Sarah Meiklejohn, a cryptographer at University College London, said that the investigation’s findings‚ assuming they were error-free, provide empirical confirmation of an “intuition that has been floating around in this space for a while.” (Meiklejohn developed some address-linking techniques used in the investigation and recently devised a technique for tracking a type of transaction flow called a peel chain.)
“We all kind of knew that mining was fairly centralized,” she said. “There aren’t that many miners. This is true even today, of course, and it was even more true at the beginning.” As for what should be done about it, “we do need to really examine that question,” she said. “How do we make mining more decentralized?” She thought the results of this investigation might encourage the field to take the issue more seriously.
But to add a twist, Blackburn found that while some miners had the power to execute 51% attacks, they repeatedly chose not to. Rather, they acted altruistically — preserving the cryptocurrency’s integrity, even though the decentralization-based fraud-prevention mechanism had been compromised.
In parsing this finding, Blackburn’s team turned to the tools of experimental economics. They gathered human subjects online to participate in game-theory scenarios that modeled the “social dilemma” faced by the founders — that is, how people behave when they find themselves as the trustee of an appreciating good.

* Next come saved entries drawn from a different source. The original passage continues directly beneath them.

PR #207, opened 2017-11-15
Increase transactions processing speed with blocks vector

SergiySW:
& Testing signature generation time

Draft test vectors for processing (with test_network rules changes): https://github.com/SergiySW/raiblocks/tree/debug_processing


SergiySW:
Additional fix: blocks from local accounts should be processed & only then returned to RPC/GUI
https://github.com/clemahieu/raiblocks/issues/204

PR #211, opened 2017-12-07
Processing vector of block-action pairs

SergiySW:


SergiySW:
Replaced with https://github.com/clemahieu/raiblocks/commit/cf32e1677e51b2d1e712483c5f7df75712b5aa96

PR #215, opened 2017-12-09
Add dockerfile

zjeraar:


zjeraar:
When doing:

`docker run -d -p 7075:7075 -p 7075:7075/udp -p 127.0.0.1:7076:7076 --name xrb_node raiblocks/rai_node`

`rai_node --daemon` will be executed

It's also possible to execute other commands like this:

`docker run -d -p 7075:7075 -p 7075:7075/udp -p 127.0.0.1:7076:7076 --name xrb_node raiblocks/rai_node "rai_node --wallet_list"`

After this has been merged, we can setup the automated build on Docker Hub, which always builds when the repo is updated. Also need to change the Wiki after that.

PR #222, opened 2017-12-14
Flushing unchecked blocks & votes to disk DB only above min amount

SergiySW:
To not fill disk with microchanges of non-critical data


rai/secure.hpp
```diff
@@ -426,6 +426,7 @@ class block_store
 	rai::store_iterator unchecked_end ();
 	size_t unchecked_count (MDB_txn *);
 	std::unordered_multimap <rai::block_hash, std::shared_ptr <rai::block>> unchecked_cache;
+	static size_t const cache_min = 256;
```
im95888: 1

SergiySW:
Rebased

PR #225, opened 2017-12-14
Add CMake and Qt artifacts to .gitignore

devinus:
There may be more autogenerated artifacts I've missed, but this seems to cover macOS 10.3 and Ubuntu 17.10.


androm3da:
Can you investigate why the CI fails and/or rebase the changes?

argakiig:
resolved conflicts

PR #250, opened 2017-12-21
Upgrade our Boost.Beast dependency to version 144

devinus:
**This requires Boost >= 1.66.**

Along with bug fixes and performance improvements, it seems to have fixed the zombie bind issues (at least on macOS 10.13).

### DIFF
--- a/rai/core_test/rpc.cpp
+++ b/rai/core_test/rpc.cpp
@@ -26,19 +26,19 @@ public:
 				boost::property_tree::write_json (ostream, request);
 				req.method (boost::beast::http::verb::post);
 				req.target ("/");
-				req.version = 11;
+				req.version (11);
 				ostream.flush ();
-				req.body = ostream.str ();
+				req.body() = ostream.str ();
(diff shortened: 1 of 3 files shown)


androm3da:
This PR creates a dependency on >= 1.66, or 1.66 was necessary in order to fix the bind issue seen on macOS?

If we increase the required boost version, we should update https://github.com/clemahieu/raiblocks/blob/master/ci/bootstrap_boost.sh#L3 and I guess we would have to change all of the Ubuntu targets to bootstrap.

lukealonso:
The submodule can be deleted as well, since Beast is included in boost 1.66. I did this locally (and made all of the same small fixes before discovering this PR), seems to work fine.

clemahieu:
I'll add this shortly.

androm3da:
I believe that this PR has been obsoleted by another one. @devinus please confirm.

devinus:
Rebased into https://github.com/clemahieu/raiblocks/pull/380.

PR #260, opened 2017-12-22
fix platform specific builds

Dekoze:


androm3da:
Thanks, I was just about to look into this.

androm3da:
Seems like github should flag this as conflicting with https://github.com/clemahieu/raiblocks/pull/261/ now that it was merged but it says "no conflicts".  Hmm.  

In any case this PR is more complete at fixing the issues so @clemahieu or @SergiySW please take it when you get a chance.

PR #284, opened 2017-12-26
Accessing vote_cache needs to be mutex protected.

gentlejack:
file changed.


gentlejack:
Files changed.

androm3da:
I don't think we are planning another release from the `V9.0` branch, but if we do then we can reopen this PR.

PR #304, opened 2017-12-28
switch CI to use testnet

Dekoze:
Many tests in core_test operate under the assumption that genesis and other account data is populated with testnet values. This means core_test requires being built targeting the testnet. Whether or not this may cause coverage issues I don't know.


Dekoze:
@androm3da

Issue #288, opened 2017-12-26
Cannot lock wallet


ghost:

SergiySW:
Press "Lock" without password. People often tried to set password with that field

Vladlak:
Ahh this seems to work, if you press lock without password it locks it
if you press it with a password you get an error message

dannyvankooten:
Duplicate of #279, but as @SergiySW most likely just an UX issue and not a bug.

Issue #279, opened 2017-12-25
OSX lock wallet returns "Error"


dannyvankooten:
When inputting the correct password in the OSX wallet and clicking the "Lock" button, the button text changes to "Error" (in red). The only way for me to lock my wallet is by clicking the "Unlock" button without entering a password.

I can properly unlock my wallet with my password once it's locked though (so my password is definitely correct).

I'm running 9.0.0 by the way.

dannyvankooten:
Going through the [interface code for this](https://github.com/clemahieu/raiblocks/blob/master/rai/qt/qt.cpp#L1435), it seems this is not a bug but more of an UX issue.  The "Lock" button works just fine when I leave the password field empty, although I don't think it is really clear that it works like this with the way those fields are displayed.

![image](https://user-images.githubusercontent.com/885856/34335705-35959454-e951-11e7-9640-9f53938e6523.png)

Since the wallet can never be locked & unlocked at the same time, perhaps use a single button and change its text instead?

PR #311, opened 2017-12-28
combine lock & unlock button into a single button + password field

### LINKED ISSUE #237: [Feature] Disable "Unlock" button when unlocked and "Lock" button when locked
### Details

There are 2 buttons in the desktop Mac wallet, Unlock / Lock. Both seem enabled at all times. They could be enabled or disabled depending on the lock state. It is confusing to try to unlock the wallet when it's already unlocked.

### Snapshot

screen shot 2017-12-16 at 8 02 11 pm

### Version
8.0.0

dannyvankooten:
This pull request combines the "Lock" and "Unlock" button into a single button which is toggled depending on the lock state.

Additionally, it will disable the password field when the wallet is unlocked. 

Unlocked wallet:
image

Locked wallet:
image

This fixes #237, #279, #288

### DIFF
--- a/rai/qt/qt.cpp
+++ b/rai/qt/qt.cpp
@@ -1267,10 +1267,7 @@ rai_qt::settings::settings (rai_qt::wallet & wallet_a) :
 window (new QWidget),
 layout (new QVBoxLayout),
 password (new QLineEdit),
-lock_window (new QWidget),
-lock_layout (new QHBoxLayout),
-unlock (new QPushButton ("Unlock")),
-lock (new QPushButton ("Lock")),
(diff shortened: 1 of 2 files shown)


citizen2077:
I like the idea but if you disable the password field when the wallet is unlocked what if a user changes their password while the wallet is unlocked?

dannyvankooten:
Theoretically, nothing should happen as locking the wallet does not require a password. So people can change their password when the wallet is unlocked, press the "Lock" button and it just works.

When the wallet is locked and people try to change their password, this message shows.

image

PR #729, opened 2018-03-13
Prevent RPC double write results with optional errors

SergiySW:


SergiySW:
Replaced with return; to simplify https://github.com/nanocurrency/raiblocks/pull/730

PR #730, opened 2018-03-13
Prevent RPC double write results with optional errors

SergiySW:


PlasmaPower:
IIRC `block_create` has a double error write when the wallet is locked.

SergiySW:
This is not single possible location. Now each optional error_response is followed by return; to exit function

PlasmaPower:
I think we've been trying to avoid `return` throughout the codebase.

SergiySW:
It's much simpler to read than https://github.com/nanocurrency/raiblocks/pull/729/files
What is the reason to avoid return; in void functions?

PlasmaPower:
Colin started the convention throughout the codebase. I think it's to preserve control flow from the start to the end of the function.

SergiySW:
In this case there is https://github.com/nanocurrency/raiblocks/pull/729 but it's heavier to read IMO

cryptocode:
This problem is one example where I think we should be using function-localized exceptions. Just a single `response (...)` in the try block, throw string on error, and a single `error_response (err)` in the catch.

cryptocode:
It was suggested that we use RPC to get std::error_code/std::unexpected tested, https://github.com/nanocurrency/raiblocks/pull/769

SergiySW:
Replaced with https://github.com/nanocurrency/raiblocks/pull/970

PR #735, opened 2018-03-14
Serialize ublock link as both hex and account

### LINKED ISSUE #734: UTX callback: Link field is always base32-encoded, even if referencing a block hash
I find the RPC callback behavior a little odd. Block hashes in the Link field get encoded with base32. 

E.g. Beta network's block `711366594E5E8D17AA1340CEC4D2C7A354F23179DA6E5CEB7C88FEABEED6D043` is a UTX-style receive block, so the Link field references the sender block hash, but RPC callback sends ` \"link\": \"xrb_3u7go5p597us1eieg7un3t44rcpmnuunztgoxfxcyag48pozpzzkmfue3r8j\"` instead, so you have to decode it first in order to get the block hash `ECAEA8EC3397790320C717740E842C2AD3A6F74FE9D5EB7AAF21C235ABFB7FF2`. 

Is this really intentional? I see more reasons against this behavior than in favor of it.

PlasmaPower:
Fixes #734 

I chose to have `link` be hex, because that's the more direct representation. It's encoded as an account in `link_as_account`. I chose that name to clarify that it's the same field, just a different representation.

This PR also allows for `link` being hex in `process` calls and such, since it's now returned that way from `block_create`.

### DIFF
--- a/rai/lib/blocks.cpp
+++ b/rai/lib/blocks.cpp
@@ -882,7 +882,7 @@ rai::utx_hashables::utx_hashables (bool & error_a, boost::property_tree::ptree c
 					error_a = balance.decode_dec (balance_l);
 					if (!error_a)
 					{
-						error_a = link.decode_account (link_l);
+						error_a = link.decode_account (link_l) && link.decode_hex (link_l);
 					}
 				}
 			}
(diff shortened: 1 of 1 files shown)


PlasmaPower:
Looks like this branch has some whitespace issues again (not part of this PR), so Travis will fail.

“In scenarios like this, it appears that people don’t like to kill the golden goose — they don’t like to spoil it for the group,” Lieberman Aiden observed. Whatever you believe about the motivations of the “Bitcoin 64,” he said, the fact that the network was vulnerable to individual decision-makers changes the understanding of its security.
“Sure, decentralization protects the blockchain,” he said. “But even on occasions when the mining pool became centralized, the dominant miners declined to attack it. That is a very different picture than the idealized model people have for why these cryptocurrencies are secure.”
As the authors concluded in the paper: “Although bitcoin was designed to rely on a decentralized, trustless network of anonymous agents, its early success rested instead on cooperation among a small group of altruistic founders.”
For Glen Weyl, an economist at Microsoft Research who was consulted on the research, this finding demonstrates how decentralization played a rhetorical rather than substantive role. “And that rhetorical role was very powerful — it bound together this community, much as other myths have bound together other communities, like nations,” Weyl said. But the myth and the promise, he said, were in tension with the reality that emerged. “It’s just fascinatingly ironic, and also predictable, repeating the historical patterns it aspires to erase.”
Lanier called it “decentralization theater.” Cryptocurrencies create an illusion: “‘Now we’re in utopia. Everything’s decentralized. Everybody’s equal.’ There’s this notion of democracy without annoyance.”
But, he said, these systems end up hiding a new elite, which is probably just an old elite in a new arena. And the technology cuts both ways. “Whatever you think you can achieve using new algorithms, or big data, or whatever, can also be used against you,” Lanier said. “The same algorithms can be used by scientists to interrogate and investigate these castles that are put up by the new elite.”
One moral of the story, Blackburn said, is simply: “You have to be careful.” There is a limited timeline for encryption, “a horizon beyond which it will longer be useful. When you are encrypting private data and making it public, you cannot assume that it’ll be private forever.”